- WORK INSTRUCTIONS: If a line in the data below contains "should", copy it.

=== RECORD EXTRACTS ===

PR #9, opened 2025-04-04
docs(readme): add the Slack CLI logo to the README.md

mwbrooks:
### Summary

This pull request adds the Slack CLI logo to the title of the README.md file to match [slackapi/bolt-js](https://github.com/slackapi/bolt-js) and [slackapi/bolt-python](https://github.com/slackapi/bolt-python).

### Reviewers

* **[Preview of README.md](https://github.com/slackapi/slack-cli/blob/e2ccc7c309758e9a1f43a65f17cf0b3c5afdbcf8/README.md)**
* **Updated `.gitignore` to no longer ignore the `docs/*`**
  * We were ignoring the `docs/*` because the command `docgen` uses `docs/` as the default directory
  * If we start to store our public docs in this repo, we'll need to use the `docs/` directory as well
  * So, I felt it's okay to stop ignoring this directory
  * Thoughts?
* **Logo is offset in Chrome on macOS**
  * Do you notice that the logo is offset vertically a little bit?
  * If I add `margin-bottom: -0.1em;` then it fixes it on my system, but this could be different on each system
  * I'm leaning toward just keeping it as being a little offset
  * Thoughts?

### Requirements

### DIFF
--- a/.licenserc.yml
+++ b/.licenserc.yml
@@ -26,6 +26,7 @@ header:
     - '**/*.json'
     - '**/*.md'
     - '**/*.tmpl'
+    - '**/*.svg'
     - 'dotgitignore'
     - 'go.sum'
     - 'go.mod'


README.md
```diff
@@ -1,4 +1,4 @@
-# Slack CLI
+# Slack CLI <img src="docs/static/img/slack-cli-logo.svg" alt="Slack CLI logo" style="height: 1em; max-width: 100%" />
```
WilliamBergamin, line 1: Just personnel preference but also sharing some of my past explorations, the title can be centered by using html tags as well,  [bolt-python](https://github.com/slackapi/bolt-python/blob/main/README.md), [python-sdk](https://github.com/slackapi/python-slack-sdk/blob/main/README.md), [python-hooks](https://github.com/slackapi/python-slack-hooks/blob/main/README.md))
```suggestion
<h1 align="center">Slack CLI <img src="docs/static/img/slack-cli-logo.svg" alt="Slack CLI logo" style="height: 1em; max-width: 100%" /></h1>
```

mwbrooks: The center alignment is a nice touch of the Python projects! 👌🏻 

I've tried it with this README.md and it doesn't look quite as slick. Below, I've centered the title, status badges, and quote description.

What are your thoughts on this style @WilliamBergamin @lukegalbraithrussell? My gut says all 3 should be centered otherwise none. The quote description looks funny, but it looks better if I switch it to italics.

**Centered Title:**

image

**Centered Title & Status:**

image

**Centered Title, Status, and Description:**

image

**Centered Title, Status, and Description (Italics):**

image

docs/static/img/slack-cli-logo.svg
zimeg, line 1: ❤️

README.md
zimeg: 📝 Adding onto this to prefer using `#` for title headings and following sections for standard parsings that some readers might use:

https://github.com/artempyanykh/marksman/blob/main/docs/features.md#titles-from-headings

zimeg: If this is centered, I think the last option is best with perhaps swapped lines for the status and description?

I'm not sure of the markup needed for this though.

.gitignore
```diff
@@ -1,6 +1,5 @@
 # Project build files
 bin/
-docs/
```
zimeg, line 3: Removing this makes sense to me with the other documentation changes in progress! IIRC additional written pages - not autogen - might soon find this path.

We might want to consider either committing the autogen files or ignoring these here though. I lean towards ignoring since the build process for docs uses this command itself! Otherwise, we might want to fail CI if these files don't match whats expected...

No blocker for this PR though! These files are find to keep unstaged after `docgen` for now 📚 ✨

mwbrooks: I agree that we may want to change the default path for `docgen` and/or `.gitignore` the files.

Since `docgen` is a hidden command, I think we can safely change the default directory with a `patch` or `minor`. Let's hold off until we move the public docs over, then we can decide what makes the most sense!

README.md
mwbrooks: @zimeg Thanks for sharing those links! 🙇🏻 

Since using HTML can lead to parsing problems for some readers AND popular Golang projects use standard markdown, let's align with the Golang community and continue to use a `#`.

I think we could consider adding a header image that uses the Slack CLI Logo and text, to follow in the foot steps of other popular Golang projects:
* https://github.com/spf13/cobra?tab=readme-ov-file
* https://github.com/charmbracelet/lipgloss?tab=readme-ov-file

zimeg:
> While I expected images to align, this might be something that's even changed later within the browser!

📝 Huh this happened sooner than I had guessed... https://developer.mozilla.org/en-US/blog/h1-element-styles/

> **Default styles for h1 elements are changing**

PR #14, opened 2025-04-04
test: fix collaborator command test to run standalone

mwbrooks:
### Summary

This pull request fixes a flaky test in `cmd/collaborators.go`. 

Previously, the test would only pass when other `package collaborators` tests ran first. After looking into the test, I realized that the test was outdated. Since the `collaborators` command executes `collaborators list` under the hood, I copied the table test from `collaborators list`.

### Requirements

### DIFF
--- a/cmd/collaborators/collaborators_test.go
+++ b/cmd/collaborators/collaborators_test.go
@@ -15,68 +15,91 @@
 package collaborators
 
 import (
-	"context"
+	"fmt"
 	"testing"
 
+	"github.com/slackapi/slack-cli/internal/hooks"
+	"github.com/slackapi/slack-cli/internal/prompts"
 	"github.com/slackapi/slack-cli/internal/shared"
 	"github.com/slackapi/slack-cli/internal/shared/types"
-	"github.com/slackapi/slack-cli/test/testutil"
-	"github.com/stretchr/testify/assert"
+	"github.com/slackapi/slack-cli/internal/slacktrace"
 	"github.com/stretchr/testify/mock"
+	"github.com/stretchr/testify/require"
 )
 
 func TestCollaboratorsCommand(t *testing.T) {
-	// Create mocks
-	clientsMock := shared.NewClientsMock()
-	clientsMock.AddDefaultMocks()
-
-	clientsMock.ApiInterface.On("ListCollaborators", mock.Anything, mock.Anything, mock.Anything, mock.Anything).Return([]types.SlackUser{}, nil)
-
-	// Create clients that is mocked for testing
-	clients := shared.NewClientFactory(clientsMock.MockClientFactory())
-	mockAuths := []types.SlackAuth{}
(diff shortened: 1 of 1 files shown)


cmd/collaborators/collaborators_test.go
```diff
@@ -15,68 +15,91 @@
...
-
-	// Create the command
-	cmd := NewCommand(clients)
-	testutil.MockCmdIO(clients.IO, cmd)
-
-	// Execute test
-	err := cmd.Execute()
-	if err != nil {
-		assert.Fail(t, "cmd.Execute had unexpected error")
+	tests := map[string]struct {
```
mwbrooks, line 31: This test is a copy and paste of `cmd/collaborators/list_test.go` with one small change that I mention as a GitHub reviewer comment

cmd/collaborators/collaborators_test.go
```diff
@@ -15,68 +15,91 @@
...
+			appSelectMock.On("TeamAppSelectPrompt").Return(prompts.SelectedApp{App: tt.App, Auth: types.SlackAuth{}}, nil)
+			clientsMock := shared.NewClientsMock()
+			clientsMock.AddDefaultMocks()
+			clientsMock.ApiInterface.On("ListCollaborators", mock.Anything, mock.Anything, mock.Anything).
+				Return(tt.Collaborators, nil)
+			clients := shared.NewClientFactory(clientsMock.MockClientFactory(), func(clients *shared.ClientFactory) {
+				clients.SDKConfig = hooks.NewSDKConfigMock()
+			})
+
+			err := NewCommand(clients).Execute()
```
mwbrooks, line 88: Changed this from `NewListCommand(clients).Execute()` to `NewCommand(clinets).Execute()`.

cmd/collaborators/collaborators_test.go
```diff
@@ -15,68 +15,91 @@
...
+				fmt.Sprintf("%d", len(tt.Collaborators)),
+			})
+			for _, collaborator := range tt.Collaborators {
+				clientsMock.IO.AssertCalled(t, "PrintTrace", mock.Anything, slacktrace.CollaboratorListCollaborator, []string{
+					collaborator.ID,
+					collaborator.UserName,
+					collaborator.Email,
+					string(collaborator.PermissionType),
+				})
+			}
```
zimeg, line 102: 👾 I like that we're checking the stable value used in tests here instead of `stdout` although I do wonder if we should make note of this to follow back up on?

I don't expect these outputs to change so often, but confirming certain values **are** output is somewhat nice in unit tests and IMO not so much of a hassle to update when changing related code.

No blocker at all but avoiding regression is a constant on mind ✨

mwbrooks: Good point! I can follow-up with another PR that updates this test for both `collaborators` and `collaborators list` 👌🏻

===

- REPLY:
What are your thoughts on this style @WilliamBergamin @lukegalbraithrussell? My gut says all 3 should be centered otherwise none. The quote description looks funny, but it looks better if I switch it to italics.
zimeg, line 102: 👾 I like that we're checking the stable value used in tests here instead of `stdout` although I do wonder if we should make note of this to follow back up on?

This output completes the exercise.